I recently went on the record — regarding my 2017 machine learning predictions — stating:

[A]utomated machine learning will quietly become an important event in its own right. Perhaps not as sexy to outsiders as deep neural networks, automated machine learning will begin to have far-reaching consequences in ML, AI, and data science, and 2017 will likely be the year this becomes apparent.

In that same article, Randy Olson also expressed his expectations of AutoML in 2017. In more detail, however, Randy also stated the following in a recent interview:

In the near future, I see automated machine learning (AutoML) taking over the machine learning model-building process: once a data set is in a (relatively) clean format, the AutoML system will be able to design and optimize a machine learning pipeline faster than 99% of the humans out there.
[…]
One long-term trend in AutoML that I can confidently comment on, however, is that AutoML systems will become mainstream in the machine learning world…

But will AutoML replace data scientists? Randy continues:

I don’t see the purpose of AutoML as replacing data scientists, just the same as intelligent code autocompletion tools aren’t intended to replace computer programmers. Rather, to me the purpose of AutoML is to free data scientists from the burden of repetitive and time-consuming tasks (e.g., machine learning pipeline design and hyperparameter optimization) so they can better spend their time on tasks that are much more difficult to automate.

Great points. His sentiment is shared by the developers of Auto-sklearn:

All the methods of automated machine learning are developed to support data scientists, not to replace them. Such methods can free the data scientist from nasty, complicated tasks (like hyperparameter optimization) that can be solved better by machines. But analysing and drawing conclusions still has to be done by human experts — and in particular data scientists who know the application domain will remain extremely important.

So this all sounds encouraging: data scientists won’t be replaced en masse, and AutoML should help them perform their jobs. That’s not to say that AutoML has already been perfected.

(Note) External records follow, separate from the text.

PR #1408, opened 2022-08-01
evaluate trivial calls of map

jvoigtlaender:
Shares some motivation with https://github.com/ndmitchell/hlint/pull/1407.


ndmitchell:
Thanks!

PR #1409, opened 2022-08-02
notNull hints

jvoigtlaender:
Variants of: https://github.com/ndmitchell/hlint/blob/c9bfda7de8c2872d0d207212b123345756084e98/data/hlint.yaml#L210-L211 https://github.com/ndmitchell/hlint/blob/c9bfda7de8c2872d0d207212b123345756084e98/data/hlint.yaml#L811-L812

### DIFF
--- a/data/hlint.yaml
+++ b/data/hlint.yaml
@@ -1072,6 +1072,10 @@
     - warn: {lhs: "last $ x : y", rhs: "lastDef x y"}
     - warn: {lhs: "drop 1", rhs: "drop1"}
     - warn: {lhs: "dropEnd 1", rhs: "dropEnd1"}
+    - warn: {lhs: notNull (concat x), rhs: any notNull x}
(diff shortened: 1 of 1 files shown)


ndmitchell:
Sounds like it would be a good idea to add `not (null ...)` versions too, as only people who use HLint will see the notNull hints fire

jvoigtlaender:
I don't think explicit `not (null ...)` variants are needed:
```haskell
    - warn: {lhs: not (null (concat x)), rhs: any notNull x}
    - warn: {lhs: not (null (filter f x)), rhs: any f x}
    - warn: {lhs: "not (null [x])", rhs: "True", name: Evaluate}
    - warn: {lhs: "not (null [])", rhs: "False", name: Evaluate}
```
because such expressions would already be addressed by other, existing rules (e.g., an `Evaluate` rule for `null [] -> True` plus one for `not True -> False`).

ndmitchell:
Ah, very true!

When questioned as to whether there are any improvements that can be made, the Auto-sklearn team said:

While there are several approaches for tuning the hyperparameters of machine learning pipelines, so far there is only little work on discovering new pipeline building blocks. Auto-sklearn uses a predefined set of preprocessors and classifiers in a fixed order. An efficient way to also come up with new pipelines would be helpful. One can of course continue this line of thinking and try to automate the discovery of new algorithms as done in several recent papers, such as Learning to learn by gradient descent by gradient descent.

Where exactly is AutoML going? It’s hard to say with certainty. There is little doubt that it is going somewhere, however, and likely sooner than later. While the concept of automated machine learning may not be one that all data scientists are currently familiar with, it seems like this would be a good time to get better acquainted. After all, if you can start reaping the benefits of AutoML before the masses do, and ride the wave of technology, you won’t just be working to secure your job in an uncertain future, you will be learning to harness the same technology to potentially help do your job better right now. I don’t think I could come up with better reasons to suggest learning AutoML today.